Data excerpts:
|---|

PR #1231, opened 2026-06-26
Reject invalid API inputs before unsafe work

### LINKED ISSUE #1212: Public APIs perform unsafe work before validating available input lengths
Several public API entry points receive caller-controlled lengths that are
sufficient to reject malformed input, but they perform memory access or
allocator-controlled work before validating those lengths. Attackers who
control message lengths, signature lengths, context lengths, or low-level
external-mu mode lengths can trigger out-of-bounds access, undefined behavior,
null pointer dereferences, or allocator-dependent error paths before the API
rejects the request.

The signed-message API is the highest-impact instance. It receives `mlen`, then
uses `MLDSA_CRYPTO_BYTES + mlen` in indexed memory accesses before checking
whether that addition fits in `size_t` or whether the implementation supports
such a large input. A malformed `mlen` near `SIZE_MAX` can make the output index
wrap and write outside the caller-provided output buffer.

```c
  for (i = 0; i < mlen; ++i)
  __loop__(
    assigns(i, object_whole(sm))
    invariant(i <= mlen)
    decreases(mlen - i)
  )
  {
    sm[MLDSA_CRYPTO_BYTES + mlen - 1 - i] = m[mlen - 1 - i];
  }
  ret = mld_sign_signature(sm, smlen, sm + MLDSA_CRYPTO_BYTES, mlen, ctx,
                           ctxlen, sk, context);
```
Figure X.1: The signed-message API uses `mlen` in output indexing before checking length arithmetic ([mldsa-native/mldsa/src/sign.c#L1156-L1166](https://github.com/pq-code-package/mldsa-native/blob/7750d741d57c0a459f59dae6dd961309f5f70a58/mldsa/src/sign.c#L1156-L1166))

The low-level signing and verification APIs also receive an explicit `mlen`
argument in external-mu mode. Their public contracts state that `mlen` must
equal `MLDSA_CRHBYTES` when `externalmu != 0`, but the implementation copies
`MLDSA_CRHBYTES` bytes from `m` without first enforcing that mode-specific
length rule.

```c
  else
  {
    /* mu has been provided directly (external-mu variant; line 6 done by the
     * caller in a separate cryptographic module). */
    mld_memcpy(mu, m, MLDSA_CRHBYTES);
  }
```
Figure X.2: The external-mu signing path copies 64 bytes before enforcing `mlen == MLDSA_CRHBYTES` ([mldsa-native/mldsa/src/sign.c#L948-L953](https://github.com/pq-code-package/mldsa-native/blob/7750d741d57c0a459f59dae6dd961309f5f70a58/mldsa/src/sign.c#L948-L953))

```c
  else
  {
    /* mu has been provided directly */
    mld_memcpy(mu, m, MLDSA_CRHBYTES);
  }
```
Figure X.3: The external-mu verification path has the same unchecked fixed-size copy ([mldsa-native/mldsa/src/sign.c#L1235-L1239](https://github.com/pq-code-package/mldsa-native/blob/7750d741d57c0a459f59dae6dd961309f5f70a58/mldsa/src/sign.c#L1235-L1239))

Other retained cases have the same property: the API has the length needed to
reject the input before the risky operation. Detached signing allocates scratch
buffers before checking `ctxlen <= 255`, detached verification allocates all
verifier scratch buffers before checking `siglen == MLDSA_CRYPTO_BYTES`, and
the public prefix helper documents `ctx` as nullable but copies from it whenever
`ctxlen > 0`.

```c
  MLD_ALLOC(pre, uint8_t, MLD_DOMAIN_SEPARATION_MAX_BYTES, context);
  MLD_ALLOC(rnd, uint8_t, MLDSA_RNDBYTES, context);

  if (pre == NULL || rnd == NULL)
  {
    ret = MLD_ERR_OUT_OF_MEMORY;
    goto cleanup;
  }

  /* Prepare domain separation prefix for pure ML-DSA */
  pre_len = mld_prepare_domain_separation_prefix(pre, NULL, 0, ctx, ctxlen,
                                                 MLD_PREHASH_NONE);
```
Figure X.4: Detached signing allocates before rejecting overlong contexts ([mldsa-native/mldsa/src/sign.c#L1055-L1070](https://github.com/pq-code-package/mldsa-native/blob/7750d741d57c0a459f59dae6dd961309f5f70a58/mldsa/src/sign.c#L1055-L1070))

```c
  MLD_ALLOC(buf, uint8_t, (MLDSA_K * MLDSA_POLYW1_PACKEDBYTES), context);
  MLD_ALLOC(mu, uint8_t, MLDSA_CRHBYTES, context);
  MLD_ALLOC(c, uint8_t, MLDSA_CTILDEBYTES, context);
  MLD_ALLOC(c2, uint8_t, MLDSA_CTILDEBYTES, context);
  MLD_ALLOC(z, mld_polyvecl, 1, context);
  MLD_ALLOC(cp, mld_poly, 1, context);
  MLD_ALLOC(mat, mld_polymat, 1, context);
  MLD_ALLOC(w1, mld_poly, 1, context);
  MLD_ALLOC(tmp, mld_poly, 1, context);

  if (buf == NULL || mu == NULL || c == NULL || c2 == NULL || z == NULL ||
      cp == NULL || mat == NULL || w1 == NULL || tmp == NULL)
  {
    ret = MLD_ERR_OUT_OF_MEMORY;
    goto cleanup;
  }

  if (siglen != MLDSA_CRYPTO_BYTES)
```
Figure X.5: Verification allocates scratch buffers before checking the caller-provided signature length ([mldsa-native/mldsa/src/sign.c#L1190-L1208](https://github.com/pq-code-package/mldsa-native/blob/7750d741d57c0a459f59dae6dd961309f5f70a58/mldsa/src/sign.c#L1190-L1208))

```c
  /* Common prefix: 0x00/0x01 || ctxlen || ctx */
  prefix[0] = (hashalg == MLD_PREHASH_NONE) ? 0 : 1;
  prefix[1] = (uint8_t)ctxlen;
  if (ctxlen > 0)
  {
    mld_memcpy(prefix + 2, ctx, ctxlen);
  }
```
Figure X.6: The prefix helper copies from `ctx` whenever `ctxlen` is nonzero ([mldsa-native/mldsa/src/sign.c#L1624-L1629](https://github.com/pq-code-package/mldsa-native/blob/7750d741d57c0a459f59dae6dd961309f5f70a58/mldsa/src/sign.c#L1624-L1629))

fegge:
## Summary
- Reject malformed public API inputs before allocation, copying, or length arithmetic that depends on those inputs.
- Tighten external-mu, context, signature-length, and signed-message overflow checks.
- Add allocator and functional regression coverage for the rejected inputs.

## Validation
- `clang-format -i mldsa/src/sign.c mldsa/src/sign.h mldsa/mldsa_native.h test/src/test_alloc.c test/src/test_mldsa.c`: passed
- `git diff --check -- mldsa/src/sign.c mldsa/src/sign.h mldsa/mldsa_native.h test/src/test_alloc.c test/src/test_mldsa.c`: passed
- `make run_alloc run_func -j4`: passed

Fixes #1212

---

### DIFF
--- a/mldsa/src/sign.c
+++ b/mldsa/src/sign.c
@@ -915,6 +915,14 @@ int mld_sign_signature_internal(uint8_t sig[MLDSA_CRYPTO_BYTES], size_t *siglen,
   uint8_t *rho, *tr, *key, *mu, *rhoprime;
   uint16_t nonce = 0;
   const uint16_t nonce_limit = mld_get_max_signing_attempts();
+
+  if (externalmu && mlen != MLDSA_CRHBYTES)
+  {
+    *siglen = 0;
+    mld_memset(sig, 0, MLDSA_CRYPTO_BYTES);
+    return MLD_ERR_FAIL;
+  }
+
   MLD_ALLOC(seedbuf, uint8_t,
             2 * MLDSA_SEEDBYTES + MLDSA_TRBYTES + 2 * MLDSA_CRHBYTES, context);
   MLD_ALLOC(mat, mld_polymat, 1, context);
@@ -1052,6 +1060,14 @@ int mld_sign_signature(uint8_t sig[MLDSA_CRYPTO_BYTES], size_t *siglen,
 {
   size_t pre_len;
   int ret;
+
+  if (ctxlen > 255 || (ctx == NULL && ctxlen != 0))
+  {
+    *siglen = 0;
+    mld_memset(sig, 0, MLDSA_CRYPTO_BYTES);
+    return MLD_ERR_FAIL;
+  }
+
   MLD_ALLOC(pre, uint8_t, MLD_DOMAIN_SEPARATION_MAX_BYTES, context);
   MLD_ALLOC(rnd, uint8_t, MLDSA_RNDBYTES, context);
 
@@ -1153,6 +1169,12 @@ int mld_sign(uint8_t *sm, size_t *smlen, const uint8_t *m, size_t mlen,
   int ret;
   size_t i;
 
+  if (mlen > SIZE_MAX - MLDSA_CRYPTO_BYTES)
+  {
+    *smlen = 0;
+    return MLD_ERR_FAIL;
+  }
+
   for (i = 0; i < mlen; ++i)
   __loop__(
     assigns(i, object_whole(sm))
@@ -1187,6 +1209,11 @@ int mld_sign_verify_internal(const uint8_t *sig, size_t siglen,
   int ret, cmp;
   unsigned int i;
 
+  if (siglen != MLDSA_CRYPTO_BYTES || (externalmu && mlen != MLDSA_CRHBYTES))
+  {
+    return MLD_ERR_FAIL;
+  }
+
   MLD_ALLOC(buf, uint8_t, (MLDSA_K * MLDSA_POLYW1_PACKEDBYTES), context);
   MLD_ALLOC(mu, uint8_t, MLDSA_CRHBYTES, context);
   MLD_ALLOC(c, uint8_t, MLDSA_CTILDEBYTES, context);
@@ -1201,12 +1228,6 @@ int mld_sign_verify_internal(const uint8_t *sig, size_t siglen,
       cp == NULL || mat == NULL || w1 == NULL || tmp == NULL)
   {
     ret = MLD_ERR_OUT_OF_MEMORY;
-    goto cleanup;
-  }
-
-  if (siglen != MLDSA_CRYPTO_BYTES)
-  {
-    ret = MLD_ERR_FAIL;
     goto cleanup;
   }
 
@@ -1607,7 +1628,7 @@ size_t mld_prepare_domain_separation_prefix(
     uint8_t prefix[MLD_DOMAIN_SEPARATION_MAX_BYTES], const uint8_t *ph,
     size_t phlen, const uint8_t *ctx, size_t ctxlen, int hashalg)
 {
-  if (ctxlen > 255)
+  if (ctxlen > 255 || (ctx == NULL && ctxlen != 0))
   {
     return 0;
   }
--- a/mldsa/src/sign.c
+++ b/mldsa/src/sign.c
@@ -916,13 +916,6 @@ int mld_sign_signature_internal(uint8_t sig[MLDSA_CRYPTO_BYTES], size_t *siglen,
   uint16_t nonce = 0;
   const uint16_t nonce_limit = mld_get_max_signing_attempts();
 
-  if (externalmu && mlen != MLDSA_CRHBYTES)
-  {
-    *siglen = 0;
-    mld_memset(sig, 0, MLDSA_CRYPTO_BYTES);
-    return MLD_ERR_FAIL;
-  }
-
   MLD_ALLOC(seedbuf, uint8_t,
             2 * MLDSA_SEEDBYTES + MLDSA_TRBYTES + 2 * MLDSA_CRHBYTES, context);
   MLD_ALLOC(mat, mld_polymat, 1, context);
@@ -934,6 +927,12 @@ int mld_sign_signature_internal(uint8_t sig[MLDSA_CRYPTO_BYTES], size_t *siglen,
       s2hat == NULL)
   {
     ret = MLD_ERR_OUT_OF_MEMORY;
+    goto cleanup;
+  }
+
+  if (externalmu && mlen != MLDSA_CRHBYTES)
+  {
+    ret = MLD_ERR_FAIL;
     goto cleanup;
   }
 
@@ -1061,19 +1060,18 @@ int mld_sign_signature(uint8_t sig[MLDSA_CRYPTO_BYTES], size_t *siglen,
   size_t pre_len;
   int ret;
 
-  if (ctxlen > 255 || (ctx == NULL && ctxlen != 0))
-  {
-    *siglen = 0;
-    mld_memset(sig, 0, MLDSA_CRYPTO_BYTES);
-    return MLD_ERR_FAIL;
-  }
-
   MLD_ALLOC(pre, uint8_t, MLD_DOMAIN_SEPARATION_MAX_BYTES, context);
   MLD_ALLOC(rnd, uint8_t, MLDSA_RNDBYTES, context);
 
   if (pre == NULL || rnd == NULL)
   {
     ret = MLD_ERR_OUT_OF_MEMORY;
+    goto cleanup;
+  }
+
+  if (ctxlen > 255 || (ctx == NULL && ctxlen != 0))
+  {
+    ret = MLD_ERR_FAIL;
     goto cleanup;
   }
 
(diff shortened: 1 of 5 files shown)


mldsa/src/sign.c
```diff
@@ -1052,6 +1060,14 @@ int mld_sign_signature(uint8_t sig[MLDSA_CRYPTO_BYTES], size_t *siglen,
...
+
+  if (ctxlen > 255 || (ctx == NULL && ctxlen != 0))
+  {
+    *siglen = 0;
+    mld_memset(sig, 0, MLDSA_CRYPTO_BYTES);
+    return MLD_ERR_FAIL;
+  }
+
   MLD_ALLOC(pre, uint8_t, MLD_DOMAIN_SEPARATION_MAX_BYTES, context);
   MLD_ALLOC(rnd, uint8_t, MLDSA_RNDBYTES, context);
```
hanno-becker, line 1064: The check must happen after the allocations for strict C90 compliance. Which has the benefit that we can reuse the cleanup section.

mldsa/src/sign.c
```diff
@@ -1153,6 +1169,12 @@ int mld_sign(uint8_t *sm, size_t *smlen, const uint8_t *m, size_t mlen,
   int ret;
   size_t i;
 
+  if (mlen > SIZE_MAX - MLDSA_CRYPTO_BYTES)
+  {
+    *smlen = 0;
+    return MLD_ERR_FAIL;
+  }
+
```
hanno-becker: I'm not sure about this change.

If a user wants to call us with bad parameters, they can. They can just pass a nonsense (non-NULL) address, and we'll crash.

So, if we do want to conduct input validation, I think it should be input validation for the sake of preventing _accidental_ misuse, not deliberate/adversarial one. The above check doesn't fall under that category, IMO, so I don't think we should add it.

mldsa/src/sign.c
hanno-becker: Same as above: It's for C90 compliance that we need to conduct the declarations/allocations upfront.

mldsa/src/sign.c
```diff
@@ -1607,7 +1628,7 @@ size_t mld_prepare_domain_separation_prefix(
     uint8_t prefix[MLD_DOMAIN_SEPARATION_MAX_BYTES], const uint8_t *ph,
     size_t phlen, const uint8_t *ctx, size_t ctxlen, int hashalg)
 {
-  if (ctxlen > 255)
+  if (ctxlen > 255 || (ctx == NULL && ctxlen != 0))
```
hanno-becker, line 1642: I'd prefer input validation to happen at the top-level API, even if it means a bit of code-duplication.

mldsa/src/sign.h
```diff
@@ -281,7 +281,7 @@ __contract__(
   requires(memory_no_alias(sig, MLDSA_CRYPTO_BYTES))
   requires(memory_no_alias(siglen, sizeof(size_t)))
   requires(memory_no_alias(m, mlen))
-  requires(ctxlen <= MLD_MAX_BUFFER_SIZE)
+  requires(ctxlen <= 255)
```
hanno-becker: It's unclear if this should be changed. There are two valid purposes for the CBMC specs:
1. MUST: Document the conditions under which the function is safe to be called and has well-defined behavior. `ctxlen < = 255` is not part of that.
2. MAY: Document the success conditions for the function. `ctx <= 255` is (now) part of that.

The CBMC spec differs in this regard from the natural language documentation, which should be focused on 2. -- the success case.

I'm thus leaning towards changing `Should be <= 255` to `Must be <= 255` in the dcoumentation, but keep the CBMC contract as-is.

mldsa/src/sign.h
```diff
@@ -342,9 +342,10 @@ __contract__(
  *                     MLDSA_CRYPTO_BYTES + mlen bytes); can be equal to m.
  * @param[out] smlen   Pointer to output length of signed message.
  * @param[in]  m       Pointer to message to be signed.
- * @param      mlen    Length of message.
- * @param[in]  ctx     Pointer to context string.
- * @param      ctxlen  Length of context string.
+ * @param      mlen    Length of message. Must be <= SIZE_MAX -
+ *                     MLDSA_CRYPTO_BYTES.
```
hanno-becker: I'd suggest to drop `Must be <= SIZE_MAX - MLDSA_CRYPTO_BYTES` -- this is already implied by the validity assumption and the fact that `sm` has size `MLDSA_CRYPTO_BYTES + mlen`.

test/src/test_alloc.c
```diff
@@ -336,6 +336,29 @@ void custom_free(test_ctx_t *ctx, void *p, size_t sz, const char *file,
     }                                                                          \
   } while (0)
 
+#define TEST_NO_ALLOC_FAILURE(test_name, call, expected_rc)                  \
```
hanno-becker: This is no longer needed once we reorder the checks past allocation.

hanno-becker (changes requested):
Thank you for initiating a discussion on input validation, @fegge.

So far, we have deliberately not conducted input validation, but instead simply _assumed_ that the user passes correct arguments. As mentioned in the comments, we ultimately _have_ to do that, because true pre-conditions such as pointer-validity cannot be checked. For that reason, I think the only input validation one should consider is that aiming to catch _accidental_ misuse.

I'd be OK with consistently adding `len == 0 || ptr != NULL` checks as an safe-guard against accidental passage of bad length or NULL pointers. If we decide to do so, this should be applied to all top-level APIs and all pointers consistently, perhaps even through some shared macro.

@mkannwischer wdyt

mldsa/src/sign.c
fegge: Ok. I think that makes sense.

fegge:
@hanno-becker I updated the PR to address your immediate comments. I think a shared macro for this type of validation makes sense. Just ping me if you'd rather go down that route.

mldsa/src/sign.c
```diff
@@ -1061,6 +1069,12 @@ int mld_sign_signature(uint8_t sig[MLDSA_CRYPTO_BYTES], size_t *siglen,
     goto cleanup;
   }
 
+  if (ctxlen > 255 || (ctx == NULL && ctxlen != 0))
```
mkannwischer, line 1072: Please remove the `ctx == NULL` check throughout.
We are not checking for NULL pointers anywhere else in the code.
I'll separately open a PR to document the convention to not check for NULL.

mkannwischer (changes requested):
Apologies for the delay @fegge! Could you please rebase this on top of main?
There have been some API changes.

mldsa/src/sign.h
```diff
@@ -371,7 +371,7 @@ __contract__(
   requires(memory_no_alias(smlen, sizeof(size_t)))
   requires(m == sm || memory_no_alias(m, mlen))
   requires(ctxlen <= MLD_MAX_BUFFER_SIZE)
-  requires(memory_no_alias(ctx, ctxlen))
+  requires(ctxlen == 0 || memory_no_alias(ctx, ctxlen))
```
mkannwischer, line 374: I am not sure if this needed. My understanding was that memory_no_alias() does permit NULL if the length is zero bytes.
@hanno-becker?

mkannwischer (changes requested):

mkannwischer:
I believe this PR is mostly made obsolete by #1236, #1240, #1241, #1295. Removing from v1 for now.
@fegge, could you check if any change should still be made and either close this PR or rebase it? Thanks!

fegge:
I agree @mkannwischer. Closing this.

|---|

The answer should be all lines from the entries above that hold the word "buffers".

buffers before checking `ctxlen <= 255`, detached verification allocates all
verifier scratch buffers before checking `siglen == MLDSA_CRYPTO_BYTES`, and
Figure X.5: Verification allocates scratch buffers before checking the caller-provided signature length ([mldsa-native/mldsa/src/sign.c#L1190-L1208](https://github.com/pq-code-package/mldsa-native/blob/7750d741d57c0a459f59dae6dd961309f5f70a58/mldsa/src/sign.c#L1190-L1208))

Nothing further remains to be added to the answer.